In order to confirm this hunch, Joel sent his sister-inlaw (who was attending college in Copenhagen) on a reconnaissance mission to check out Noma, as he believed it on track to be the next big thing. With her assurances, Joel applied for a position and was quickly brought on as an intern. Within two months, he was working as a stagier, plating and cooking at what would become “the Most Influential Restaurant in the World” in 2010, 2011, 2012, and 2014 by Restaurant Magazine. In a 2015 documentary entitled Noma, My Perfect Storm, Executive Chef René Redzepi explained Noma’s simple core concept: “Time and place — every day, serve a meal that tells guests where they are in the world and what season it is.”

These days, reservations at Noma must be made at least four months in advance and sell out faster than a Rolling Stones concert. Once Joel’s work visa ran out, he was forced to return to the States with the understanding he would return to Noma once he could secure an extension. Shortly thereafter, a financial crisis struck Denmark and a freeze was placed on work visas. As a result, Joel was not able to go back.

Serendipitously, around this time, came an unexpected call. Katy Sparks had been brought in as the consulting chef for a new restaurant in rural Washington, Connecticut with “Nordic sensibilities:” Community Table. It was in search of an executive chef; Katy recommended Joel.

Within five years, Joel put Community Table on the culinary map, receiving a total of three James Beard Award nominations for Best Chef: Northeast and Best New Restaurant.

Itching to ignite the flame of his own vision, Joel left Community Table in 2015; in March 2016, Joel opened The Pine Leaf Café in a charming white cottage on the banks of the Aspetuck River in New Milford.

The Pine Leaf Café offers made-to-order seasonalbreakfast and lunch fare: soups, salads, sandwiches, and paninis. In keeping with his ethos, Joel works to incorporate organic and locally-sourced ingredients. For example, he uses Zero Prophet Coffee, a micro-roaster out of Washington, to supply roasted-fresh-to-order coffee beans. Joel is constantly hunting for native resources that provide humanely-raised, antibiotic-free proteins and non-GMO foods. The menu is simple, yet polished – all delicious and fresh. Open from April to December, you may enjoy indoor or outdoor seating, the latter offering a rippling river. (Side note: get the Cubano.)

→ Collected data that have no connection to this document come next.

PR #2906, opened 2023-03-28
Generated inline fragment names now always include inclusion conditions

### LINKED ISSUE #2792: Fix Combined TypeCase/InclusionCondition Code Generation
When selecting a type case and a fragment on that type case with an inclusion condition, you get conflicting generated selection sets.

```graphql
  query Test($a: Boolean!) {
      allAnimals {
        ... on Bird {
          wingspan
        }
        ...FragmentA @include(if: $a)
      }
    }

    fragment FragmentA on Bird {
      a
    }
```
This generates a model with the inline fragments:
```swift
public var asBird: AsBird? { _asInlineFragment() }
public var asBird: AsBird? { _asInlineFragment(if: "getWarmBlooded") }
```

The `ifGetWarmBlooded` should be nested inside of `AsBird`. We've discussed this and the best way forward we believe is to **always** separate inclusion conditions and type cases instead of creating a compound conditional selection set.

So a `SelectionSet` for "As Bird If getWarmBlooded" should be an "As Bird" with a nested "If getWarmBlooded". This ensures that changes to other parts of an operation do not cause breaking changes to your generated models.

This will be a minor breaking change, as the accessors for inline fragments with inclusion conditions will change in the generated models.

AnthonyMDev:
Closes #2792

### DIFF
--- a/Sources/ApolloCodegenLib/Templates/SelectionSetTemplate.swift
+++ b/Sources/ApolloCodegenLib/Templates/SelectionSetTemplate.swift
@@ -137,11 +137,11 @@ struct SelectionSetTemplate {
   private func ParentTypeTemplate(_ type: GraphQLCompositeType) -> String {
     """
     public static var __parentType: \(config.ApolloAPITargetName).ParentType { \
-    \(GeneratedTypeReference(type)) }
+    \(GeneratedSchemaTypeReference(type)) }
     """
   }
 
-  private func GeneratedTypeReference(_ type: GraphQLCompositeType) -> TemplateString {
+  private func GeneratedSchemaTypeReference(_ type: GraphQLCompositeType) -> TemplateString {
     "\(config.schemaNamespace.firstUppercased).\(type.schemaTypesNamespace).\(type.name.firstUppercased)"
   }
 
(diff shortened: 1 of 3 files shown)


Tests/ApolloCodegenTests/CodeGeneration/Templates/SelectionSet/SelectionSetTemplateTests.swift
```diff
@@ -4148,6 +4148,56 @@ class SelectionSetTemplateTests: XCTestCase {
     expect(actual).to(equalLineByLine(expected, atLine: 12, ignoringExtraLines: true))
   }
 
+  func test__render_inlineFragmentAccessor__givenInlineFragmentAndNamedFragmentOnSameTypeWithInclusionCondition_rendersBothInlineFragments() throws {
```
calvincestari, line 4151: 👍🏻

Sources/ApolloCodegenLib/Templates/SelectionSetTemplate.swift
```diff
@@ -748,15 +748,10 @@ fileprivate struct SelectionSetNameGenerator {
...
   var selectionSetNameComponent: String {
-    if let type = type {
-      return "As\(type.name.firstUppercased)"
-    }
-
-    if let conditions = conditions {
-      return "If\(conditions.typeNameComponents)"
-    }
-
-    fatalError("ScopeCondition is empty!")
```
calvincestari, line 759: Would the missing scope condition have been an internal error? If this is encountered again the generated code probably wouldn't build but how would we be able to narrow down on this being the source of that?

calvincestari (approved):
An easier fix than I expected, nice! LGTM!

PR #2908, opened 2023-03-29
fix nil AnyHashable

### LINKED ISSUE #2907: Crash on nil property
### Summary

We've been seeing a crash after using the generated inits and then accessing a nil property. It occurs within DataDict.swift
The crash is on line 78 but I believe the issue is from line 91, where an `AnyHashable?` is unwrapped unsuccessfully and is then passed along as AnyHashable with a value of nil on line 95. I don't know if it's an issue in the inits not managing nil values properly or a swift dynamic casting issue with the functions here.

Screenshot 2023-03-29 at 3 07 06 pm

lldb on line 95:
```
(lldb) po data
▿ AnyHashable(nil)
  - value : nil
```

Here is the full generated model we're trying to initialise. A bunch of properties have been removed to simplify it:

```swift
public struct AppPageHeroSectionData: ShopAPI.SelectionSet, Fragment {
  public static var fragmentDefinition: StaticString { """
    fragment AppPageHeroSectionData on AppPageHeroSection {
      __typename
      id
      personalizedMessaging {
        __typename
        id
        title
      }
    }
    """ }

  public let __data: DataDict
  public init(_dataDict: DataDict) { __data = _dataDict }

  public static var __parentType: ApolloAPI.ParentType { ShopAPI.Objects.AppPageHeroSection }
  public static var __selections: [ApolloAPI.Selection] { [
    .field("__typename", String.self),
    .field("id", ShopAPI.ID.self),
    .field("personalizedMessaging", PersonalizedMessaging?.self),
  ] }

  public var id: ShopAPI.ID { __data["id"] }
  public var personalizedMessaging: PersonalizedMessaging? { __data["personalizedMessaging"] }

  public init(
    id: ShopAPI.ID,
    personalizedMessaging: PersonalizedMessaging? = nil
  ) {
    self.init(_dataDict: DataDict(data: [
      "__typename": ShopAPI.Objects.AppPageHeroSection.typename,
      "id": id,
      "personalizedMessaging": personalizedMessaging._fieldData,
      "__fulfilled": Set([
        ObjectIdentifier(Self.self)
      ])
    ]))
  }

  /// PersonalizedMessaging
  ///
  /// Parent Type: `PersonalizedMessagingTextBlock`
  public struct PersonalizedMessaging: ShopAPI.SelectionSet {
    public let __data: DataDict
    public init(_dataDict: DataDict) { __data = _dataDict }

    public static var __parentType: ApolloAPI.ParentType { ShopAPI.Objects.PersonalizedMessagingTextBlock }
    public static var __selections: [ApolloAPI.Selection] { [
      .field("__typename", String.self),
      .field("id", ShopAPI.ID.self),
      .field("title", String.self),
    ] }

    public var id: ShopAPI.ID { __data["id"] }
    public var title: String { __data["title"] }

    public init(
      id: ShopAPI.ID,
      title: String
    ) {
      self.init(_dataDict: DataDict(data: [
        "__typename": ShopAPI.Objects.PersonalizedMessagingTextBlock.typename,
        "id": id,
        "title": title,
        "__fulfilled": Set([
          ObjectIdentifier(Self.self)
        ])
      ]))
    }
  }
}
```

### Version

Apollo: 1.1.0-beta
Xcode: 14.2
Swift: 5.7.2
iOS: 16.2

Create a SelectionSet that has an optional SelectionSet property, initialise that to nil and access it.
```swift
let section = AppPageHeroSectionData(
  id: "1",
  personalizedMessaging: nil
)
let message = section.personalizedMessaging // expect nil but it crashes
```

### Logs

_No response_

### Anything else?

This may be related to the following 2 issues:
- https://github.com/apollographql/apollo-ios/issues/2668 (Not this is on iOS 16.2)
- https://github.com/apollographql/apollo-ios/issues/2861

yonaskolb:
This attempts to fix #2907, which does the job in our use case, though I don't know if there is a better way to tackle this, as this could probably be fixed up the stack somewhere.

This approach unwraps the data from a double optional if required.

### DIFF
--- a/Sources/ApolloAPI/DataDict.swift
+++ b/Sources/ApolloAPI/DataDict.swift
@@ -88,11 +88,16 @@ extension Optional: SelectionSetEntityValue where Wrapped: SelectionSetEntityVal
   /// - Warning: This function is not supported for external use.
   /// Unsupported usage may result in unintended consequences including crashes.
   @inlinable public init(_fieldData data: AnyHashable?) {
-    guard case let .some(data) = data else {
-      self = .none
-      return
+    switch data {
+      case .none:
+        self = .none
+      case .some(let hashable):
+        if let optional = hashable.base as? Optional<AnyHashable>, optional == nil {
+          self = .none
+          return
+        }
+        self = .some(Wrapped.init(_fieldData: data))
     }
-    self = .some(Wrapped.init(_fieldData: data))
   }
 
   @inlinable public var _fieldData: AnyHashable { map(\._fieldData) }


AnthonyMDev:
Thanks for the fix. After a little investigation, this seems like an appropriate fix! I am going to add another commit on top `main` after merging this in that adds a unit test for this behavior. But I've already tested it on my machine and this code passes my new unit test.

The Pine Leaf Café is located at 354 Litchfield Rd., New Milford; it is open Monday through Saturday, 8:00 a.m. – 4:00 p.m. and Sundays, 9:00 a.m. – 3:00 p.m. (closed on Tuesdays).

Joel’s next endeavor is currently unnamed, but under construction in one of the oldest buildings in Kent. It will be a 70-seat restaurant featuring al fresco dining, craft beer, wood-fired pizza, and shared plates; it’s scheduled to open in spring 2017.

*Pine Leaf was a historically significant female Native American chief. She was captured and adopted by the Apsáalooke (Crow) Nation as a child. She would go on to become one of their fiercest warriors. My favorite excerpt about her explains how she was named, written by one of her suitors, James Beckwourth. Pine Leaf refused his proposals of marriage multiple times, conceding she would marry him only “when the pine leaves turn yellow.” Beckwourth eventually realized that pine leaves do not turn yellow.